« Le sang et l’eau ne peuvent pas couler ensemble », disait Narenda Modi, en 2016. Près de dix ans plus tard, le Premier ministre indien semble prêt à mettre sa menace à exécution : il a annoncé mardi 6 mai que son pays allait « couper l’eau » des fleuves qui prennent leur source sur son territoire et irriguent le Pakistan.

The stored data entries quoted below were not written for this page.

PR #11, opened 2015-12-15
Added files for MVMs deployment.

tmatsuo:


bookshelf/app.yaml
```diff
@@ -0,0 +1,12 @@
+runtime: custom
+vm: true
+
+manual_scaling:
```
jonparrott: Why this? We've removed it from the node.js and python ones intentionally.

.gitignore
```diff
@@ -5,3 +5,4 @@
 *~
 *.iml
 composer.phar
+app-prod.yaml
```
JustinBeckwith: is this storing secrets I guess?

bookshelf/app.yaml
JustinBeckwith: +1 lets get rid of this

tmatsuo: `manual_scaling`? I can remove this. Are we OK for getting-started users to have 2 instances from the start and potentially pay some unnecessary money? I prefer having a `scaling` section in the guide to show how to remove this setting if necessary?

.gitignore
tmatsuo: Yes

bookshelf/php.ini
```diff
@@ -0,0 +1 @@
+suhosin.executor.func.blacklist="escapeshellarg, escapeshellcmd, exec, highlight_file, lchgrp, lchown, link, symlink, passthru, pclose, popen, proc_close, prog_get_status, proc_nice, proc_open, proc_terminate, shell_exec, show_source, system, gc_collect_cycles, gc_enable, gc_disable, gc_enabled, getmypid, getmyuid, getmygid, getrusage, getmyinode, get_current_user, libxml_disable_entity_loader, parse_str, phpinfo, phpversion"
```
JustinBeckwith: why do we need this? In a perfect world we get away from bookshelf without needing to override php.ini or nginx.conf.

bookshelf/app.yaml
JustinBeckwith: Most new users will be using free trial money.  I fear people will start with this config, and not realize they're running single instance with a poor uptime.  I'd rather start them off with a load balanced 2 instance setup, and let them scale down if they want to.

bookshelf/php.ini
tmatsuo: Because the client library is using `php_uname()` which is disabled as a dangerous function. I agree that the current way of enabling this again is terrible though.

Re: `nginx.conf`
Having custom web server config for php apps is very common and I don't see it's an issue.

bookshelf/app.yaml
jonparrott: For Python my mantra was "show the simplest thing that works".

tmatsuo: I think `scaling` topic is important and worthwhile to explain in the guide. If we have such a section anyways, it's not an issue.

tmatsuo: I also see the downside of having 2 instances. When you have trouble in your app, how do you determine which server to ssh into? I still think we should start from 1 instance and change the scaling settings if necessary.

bookshelf/php.ini
tmatsuo: php_uname() itself is not dangerous, but it's often a first step for intruders.

Personally I'm fine with removing `php_uname()` from the blacklist by default. @sjlangley What do you think?

sjlangley: commonly used to formulate attacks - why does bookshelf need to use it?

tmatsuo: It's used by google-auth-library-php:
https://github.com/google/google-auth-library-php/blob/213ca8725ec3e3c5f5ee6560fa9f277b1cde0994/src/CredentialsLoader.php#L48

JustinBeckwith:
I don't understand why this is something you'd want to disable.  If someone has the ability to run arbitrary PHP code on my server, I kind of assume I'm already in trouble.  The usage in api client seems perfectly reasonable and common.

bookshelf/app.yaml
tmatsuo: That said, I'm fine with removing them

bookshelf/php.ini
sjlangley: Submit a pull request to use PHP_OS instead?

>>> echo PHP_OS;
Linux

sjlangley:
The list originated from our security team when we built out V1 based on
best practices when it comes to PHP security. We possible I would prefer to
default to settings based on their knowledge and experience.

Perhaps they have a different viewpoint on MVMs as the chance of people
getting p0wned is x1000 compared with V1 - I don't know.

bookshelf/php.ini
tmatsuo: Ok, that will allow us not having the php.ini. I will try that.

tmatsuo: https://github.com/google/google-auth-library-php/pull/88

tmatsuo:
I'm still curious about the reasoning of blacklisting though since PHP_OS is allowed. Do you remember the reason? Was it a possibility of buffer overflow or something, or is it just to hide the underlining OS?

.gitignore
bshaffer: is there a precedent for this? I've never seen this convention. Aren't prod credentials just stored using `gcloud auth login` and `gcloud config set project`?

bookshelf/app.yaml
bshaffer: @tmatsuo I think we should remove it for simplicity and clarity, but also include a section in getting started explaining the situation. That way, the users start simple and we use it as a teaching tool:

# Manual Scaling
By default managed VMs will deploy to 2 instances behind a load balancer. To override this, which can be preferable for this free trial because it reduces the cost of running this application, add the following to `app.yaml`:

```yaml
manual_scaling:
  instances: 1
```

.gitignore
tmatsuo: No precedent, but I think it's better to say:
```
Copy the app.yaml to app-prod.yaml and edit it.
```

Rather than:
```
Edit the app.yaml
```
Because with the latter approach, you can accidentally commit your secret to your git clone.

I can move the `app.yaml` to `app.yaml.template` and do the opposite like:

```
Copy app.yaml.template to app.yaml and edit it.
```

What do you think?

bshaffer: I like `app.yaml.template` (or `app.yaml.dist` is common in PHP), but what secrets do you expect to have in `app.yaml`?  DB passwords?

tmatsuo: Yup, also MYSQL_DSN contains the IP address of the server.

bshaffer: :+1: let's do `app.yaml.dist` then

tmatsuo: Done

bookshelf/php.ini
tmatsuo: That PR submitted. Let's not forget to stop using dev-master:
https://github.com/GoogleCloudPlatform/getting-started-php/issues/13

.gitignore
tmatsuo: Other possible idea. We can have `app.yaml` in the repo, also have `app.yaml` in `.gitignore`, so that it is very unlikely someone submit modified `app.yaml`. When we add the file, we can always use `-f`option.

How does it sound?

tmatsuo:
> I'm still curious about the reasoning of blacklisting though since PHP_OS is allowed. Do you remember the reason? Was it a possibility of buffer overflow or something, or is it just to hide the underlining OS?

I looked at the source code of php_uname which is written in C and basically a simple uname's wrapper. It will give you information including the hostname, which I think should be forbidden. Anyways, I agree anyone should use `PHP_OS` if possible, and I'm fine with the current blacklist.

sjlangley:
So what we can do is add a build step to change the result of uname to something harmless and then unblock the function. We do something like this internally

  # Use a generic nodename in the uname value
  local NODENAME=$(uname -n)
  sed -i "s/$NODENAME/unknown/" $BUILD_DIR/main/php_config.h

.gitignore
tmatsuo: Any objection?

bookshelf/app.yaml.dist
```diff
@@ -0,0 +1,12 @@
+runtime: custom
+vm: true
+
+manual_scaling:
```
JustinBeckwith: lets drop the manual_scaling directive

tmatsuo: Also I'm going to rename `app.yaml.dist` to `app.yaml` which is simpler. As long as we have `app.yaml` in the top level `.gitignore`, it won't be a problem.

tmatsuo: Well, wait. On the second thought, it is much easier for us to keep it `app.yaml.dist`, especially during our development. I will keep it for now.

tmatsuo:
Ok, I squashed the commits. I'll wait for LGTM from one of you guys.

JustinBeckwith:
LGTM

Cette décision intervient dans un contexte d’escalade militaire avec son voisin et ennemi de longue date : des affrontements et bombardements ont lieu des deux côtés de la frontière depuis le 6 mai, faisant au moins 36 morts côté pakistanais et 16 côté indien. Ce violent épisode fait suite à un attentat au Cachemire indien le 22 avril, dont l’Inde impute la responsabilité à Islamabad.
L’irrigation du Pakistan dépend de l’Inde
« Si l’Inde utilise l’arme de l’eau, ce serait catastrophique pour le Pakistan, dit Franck Galland, spécialiste des conflits hydriques et chercheur associé à la Fondation pour la recherche stratégique. 65 % de la surface du pays se trouve dans le bassin de l’Indus [fleuve qui traverse d’abord l’Inde]. Il y a aussi le plus vaste système d’irrigation du monde, avec 200 000 kilomètres de canaux… mais il est alimenté à 90 % par les eaux de l’Indus. Ce serait désastreux pour l’agriculture, pour l’alimentation en eau de la population, mais aussi pour le nucléaire, parce qu’il faut de l’eau pour refroidir les centrales. »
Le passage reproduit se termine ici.